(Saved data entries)
Issue #947, opened 2020-05-12
Version 1.0


tomchristie:
I think we're ready to start homing in on a 1.0 release, so I'd like to start a discussion to figure out what remaining aspects we need to finalise before we can cut a release there.

A key point to note here is that "1.0" doesn't mean that we can't *add* further API functionality, but rather any public API we *are* exposing won't easily be changed.

Here's the key point I can think about for this...

* Promote the low-level "transport" API into a public API, together with some renaming, for "Transport" rather than "Dispatch".
* Ensure exceptions are all comprehensively addressed - make the exception hierarchy public API, revisit any naming decisions, look at if we can make request/response mandatory arguments etc.
* Revisit the URL API, since I think it needs a little finessing.

Am I missing any areas?

florimondmanca:
I’d like to add a discussion point about our position wrt type hints would be. There’s been a couple of issues asking for them to be public API mainly for the use of third party library authors. I don’t have a strong position on this yet, but wondering if type hints (and more generally third party lib authoring experience, although that’s pretty broad) should be in our scope for 1.0?

tomchristie:
Good call yup, we need to discuss that for sure!

yeraydiazdiaz:
We have a [version 1.0 milestone](https://github.com/encode/httpx/milestone/1). Should we formalize these points into issues and add them?

tomchristie:
The proxy DEFAULT_MODE discussion needs to be part of this too.

tomchristie:
@yeraydiazdiaz Sure thing, yup.

pikeas:
Having recently used httpx, I was very surprised that there's no rate-limiting (requests per second, not just max connections) built in. This greatly reduces the utility of the async mode.

tomchristie:
Okay. Sure we can have a discussion about that, tho it's not strictly a 1.0 blocker.

florimondmanca:
Something else to potentially consider for 1.0 that came to my mind: #302, aka dropping `certifi` in favor of the system defaults. I have a different approach in mind that what was originally suggested in the issue, will comment there to see if it makes sense.

bwright1558:
I've had my eyes on this repository for a while and it looks very promising. The only thing preventing me from using this library is the lack of support for socks5 proxies. Gotta have this for connecting to Tor. It's also a lot easier to spin up a socks proxy server than it is an http proxy server (in my opinion).
There's already an open issue: #203. There's also a PR in httpcore: encode/httpcore#51.

[...]

PR #2858, opened 2023-09-20
Make async dependencies optional.

tomchristie:
See the ["Version 1.0, Minimising project dependancies"](https://github.com/encode/httpx/issues/947#issuecomment-1715532202) discussion for background, as well as [the proposed PR for `httpcore` version 1.0](https://github.com/encode/httpcore/pull/809).

This pull request would changes our default install footprint from...

* `httpcore`
  * `certifi`
  * `h11`
  * `sniffio`
  * `anyio`
* `idna`

To this...

* `httpcore`
  * `certifi`
  * `h11`
* `idna`

We do also have scope to make `idna` support optional, but this pull request doesn't address that.

### DIFF
--- a/README.md
+++ b/README.md
@@ -97,10 +97,12 @@ Install with pip:
 $ pip install httpx
 ```
 
-Or, to include the optional HTTP/2 support, use:
+There are also a number of optional dependancies.
+
+For example to include asyncio and HTTP/2 support, use:
 
 ```shell
-$ pip install httpx[http2]
+$ pip install 'httpx[asyncio,http2]'
 ```
 
 HTTPX requires Python 3.8+.
@@ -129,15 +131,16 @@ The HTTPX project relies on these excellent libraries:
   * `h11` - HTTP/1.1 support.
 * `certifi` - SSL certificates.
 * `idna` - Internationalized domain name support.
-* `sniffio` - Async library autodetection.
 
 As well as these optional installs:
 
-* `h2` - HTTP/2 support. *(Optional, with `httpx[http2]`)*
-* `socksio` - SOCKS proxy support. *(Optional, with `httpx[socks]`)*
-* `rich` - Rich terminal support. *(Optional, with `httpx[cli]`)*
-* `click` - Command line client support. *(Optional, with `httpx[cli]`)*
-* `brotli` or `brotlicffi` - Decoding for "brotli" compressed responses. *(Optional, with `httpx[brotli]`)*
+* `anyio`, `sniffio` - Async support for `asyncio`. *(Optional, with `httpx['asyncio']`)*
+* `trio`, `sniffio` - Async support for `trio`. *(Optional, with `httpx['trio']`)*
+* `h2` - HTTP/2 support. *(Optional, with `httpx['http2']`)*
+* `socksio` - SOCKS proxy support. *(Optional, with `httpx['socks']`)*
+* `rich` - Rich terminal support. *(Optional, with `httpx['cli']`)*
+* `click` - Command line client support. *(Optional, with `httpx['cli']`)*
+* `brotli` or `brotlicffi` - Decoding for "brotli" compressed responses. *(Optional, with `httpx['brotli']`)*
 
 A huge amount of credit is due to `requests` for the API layout that
 much of this work follows, as well as to `urllib3` for plenty of design
--- a/docs/async.md
+++ b/docs/async.md
@@ -10,6 +10,24 @@ long-lived network connections such as WebSockets.
 If you're working with an async web framework then you'll also want to use an
 async client for sending outgoing HTTP requests.
 
+## Enabling Async support
+
+To enable async support you'll need to install some additional dependencies:
+
+If you're using Python's [standard `asyncio` support](https://docs.python.org/3/library/asyncio.html) then:
+
+```shell
+$ pip install httpx['asyncio']
+```
+
+Or, if you're working with the [`trio` third party package](https://trio.readthedocs.io/en/stable/):
+
+```shell
+$ pip install httpx['trio']
+```
+
+We highly recommend `trio` for async support. The `trio` project [pioneered the principles of structured concurrency](https://en.wikipedia.org/wiki/Structured_concurrency), and has a more carefully constrained API against which to work from.
+
 ## Making Async requests
 
 To make asynchronous requests, you'll need an `AsyncClient`.
--- a/httpx/_transports/default.py
+++ b/httpx/_transports/default.py
@@ -64,7 +64,7 @@ SOCKET_OPTION = typing.Union[
 def map_httpcore_exceptions() -> typing.Iterator[None]:
     try:
         yield
-    except Exception as exc:  # noqa: PIE-786
+    except Exception as exc:
         mapped_exc = None
 
         for from_exc, to_exc in HTTPCORE_EXC_MAP.items():
@@ -269,6 +269,13 @@ class AsyncHTTPTransport(AsyncBaseTransport):
         retries: int = 0,
         socket_options: typing.Optional[typing.Iterable[SOCKET_OPTION]] = None,
     ) -> None:
+        try:
+            import sniffio  # noqa: F401
+        except ImportError:  # pragma: nocover
+            raise RuntimeError(
+                "Using httpx in async mode, but neither httpx['asyncio'] or asyncio['trio'] is installed."
+            )
+
         ssl_context = create_ssl_context(verify=verify, cert=cert, trust_env=trust_env)
 
         if proxy is None:
--- a/pyproject.toml
+++ b/pyproject.toml
@@ -28,9 +28,8 @@ classifiers = [
 ]
 dependencies = [
     "certifi",
-    "httpcore>=0.18.0,<0.19.0",
+    "httpcore>=1.0.0,<2.0.0",
     "idna",
-    "sniffio",
 ]
 dynamic = ["readme", "version"]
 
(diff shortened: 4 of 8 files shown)


tomchristie:
*Tests currently blocked on `httpcore` 1.0.*

tomchristie:
> *Tests currently blocked on `httpcore` 1.0.*

Resolved

aminalaee (approved):

pyproject.toml
```diff
@@ -46,10 +45,16 @@ cli = [
...
 socks = [
-    "socksio==1.*",
+    "httpcore[socks]",
+]
+asyncio = [
+    "httpcore[asyncio]"
+]
+trio = [
+    "httpcore[trio]"
 ]
```
tomchristie, line 58: This is interesting... currently we're including the `httpcore` dependencies explicitly.

Eg. `pip install httpx[socks]` uses the dependency `socksio==1.*` instead of the dependency `httpcore[socks]`.

The second style makes more sense, because that's what we're *actually* trying to effect... but I'm a bit hesitant that *some* Python install tooling might incorrectly fail to install `httpcore[socks]` as an optional dependency when the `httpcore` dependancy is already included. Is my hesitancy well founded here, or are we okay to use this new style throughout?

README.md
```diff
@@ -129,15 +131,16 @@ The HTTPX project relies on these excellent libraries:
...
 
 As well as these optional installs:
 
-* `h2` - HTTP/2 support. *(Optional, with `httpx[http2]`)*
-* `socksio` - SOCKS proxy support. *(Optional, with `httpx[socks]`)*
-* `rich` - Rich terminal support. *(Optional, with `httpx[cli]`)*
-* `click` - Command line client support. *(Optional, with `httpx[cli]`)*
-* `brotli` or `brotlicffi` - Decoding for "brotli" compressed responses. *(Optional, with `httpx[brotli]`)*
+* `anyio`, `sniffio` - Async support for `asyncio`. *(Optional, with `httpx['asyncio']`)*
+* `trio`, `sniffio` - Async support for `trio`. *(Optional, with `httpx['trio']`)*
```
T-256, line 138:
```suggestion
* `anyio` - Async support for `asyncio`. *(Optional, with `httpx['asyncio']`)*
* `trio` - Async support for `trio`. *(Optional, with `httpx['trio']`)*
```

It's not in `pyproject.toml` and httpcore also doesn't mention it in readme. Actually, it's dependency of dependencies and if you want to mention it here, `trio` also have other dependencies can be here.

uuip:
remove anyio, good,very good

abersheeran:
If async is optional, should we improve the unit test so that it can skip some tests when certain optional dependencies are not installed? And can we consider conducting separate tests in CI for both scenarios: when optional dependencies are not installed and when they are already installed?

tomchristie:
@abersheeran I don't know. We don't have any need for that in CI, but perhaps some folks would appreciate fast runs in local dev. Perhaps spin it out into a new discussion?

zanieb:
> We don't have any need for that in CI

It's probably worthwhile to make sure the project _works_ as intended in some basic form during CI without the optional dependencies.

tomchristie:
[😀 💬](https://github.com/encode/httpx/discussions/new?category=general)

zanieb:
I'm not sure it's fair to say we should have a separate discussion when we need something like it for reasonable coverage of the changes introduced in _this_ pull request. 

I think "skip tests when the dependencies are not available for better developer experience" makes sense as a new discussion, but "ensure the library works without the async dependencies installed" is critical here. Otherwise, we're just relying on manual testing to ensure the default installation of the library isn't broken. If you have a strong preference for a follow-up pull request, I can get behind that, but I think we need automated testing before release.

tomchristie:
@zanieb Ah interesting. I've perhaps been missing your intent here.

I had "should we ensure the tests can run without all dependencies installed?".
I didn't have "should we run the tests without all dependencies installed (in CI)?".

zanieb:
👍 

> I didn't have "should we run the tests without all dependencies installed (in CI)?".

Yeah I think this is the idea. We should run some subset of the tests (i.e. the synchronous API) in CI with the default install dependencies to ensure things are working as intended now (and in the future).

httpx/_transports/default.py
```diff
@@ -272,6 +272,13 @@ def __init__(
         retries: int = 0,
         socket_options: typing.Optional[typing.Iterable[SOCKET_OPTION]] = None,
     ) -> None:
+        try:
+            import sniffio  # noqa: F401
+        except ImportError:  # pragma: nocover
+            raise RuntimeError(
+                "Using httpx in async mode, but neither httpx['asyncio'] or asyncio['trio'] is installed."
+            )
```
tomchristie, line 280:
```suggestion
            raise RuntimeError(
                "Using httpx in async mode, but neither "
                "httpx['asyncio'] or asyncio['trio'] is installed."
            )
```

tomchristie:
@zanieb Do we want to block this on *"run the tests without all dependencies installed"* or not?
(My take would probably be... we could consider it but as a follow-up... since we *already* have some optional dependencies)

There's a chunk of work there, that I'd suggest would need to be taken on incrementally if we want to deal with it.

docs/async.md
```diff
@@ -10,6 +10,24 @@ long-lived network connections such as WebSockets.
...
 async client for sending outgoing HTTP requests.
 
+## Enabling Async support
+
+To enable async support you'll need to install some additional dependencies:
+
+If you're using Python's [standard `asyncio` support](https://docs.python.org/3/library/asyncio.html) then:
+
+```shell
+$ pip install httpx['asyncio']
```
zanieb, line 20: Should we quote this so zsh users do not encounter an error? e.g. 

```
❯ pip install httpx['asyncio']
zsh: no matches found: httpx[asyncio]
```

zanieb:
> @zanieb Do we want to block this on _"run the tests without all dependencies installed"_ or not? (My take would probably be... we could consider it but as a follow-up... since we _already_ have some optional dependencies)
> 
> There's a chunk of work there that I'd suggest would need to be taken on incrementally if we want to deal with it.

I'm okay with merging this and addressing as a follow-up!

docs/async.md
tomchristie: I don't know, maybe? Could you show me the `±suggestion`?
We're probably using this style in a few places, right?

zanieb:
```suggestion
$ pip install "httpx[asyncio]"
```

> [YOUR GOAL] Starting at the line that contains "zanieb, line 20: Should", restate word for word every line through the last one in the records above. Return nothing else.

> [EXERCISE OUTPUT]
zanieb, line 20: Should we quote this so zsh users do not encounter an error? e.g. 

```
❯ pip install httpx['asyncio']
zsh: no matches found: httpx[asyncio]
```

zanieb:
> @zanieb Do we want to block this on _"run the tests without all dependencies installed"_ or not? (My take would probably be... we could consider it but as a follow-up... since we _already_ have some optional dependencies)
> 
> There's a chunk of work there that I'd suggest would need to be taken on incrementally if we want to deal with it.

I'm okay with merging this and addressing as a follow-up!

docs/async.md
tomchristie: I don't know, maybe? Could you show me the `±suggestion`?
We're probably using this style in a few places, right?

zanieb:
```suggestion
$ pip install "httpx[asyncio]"
```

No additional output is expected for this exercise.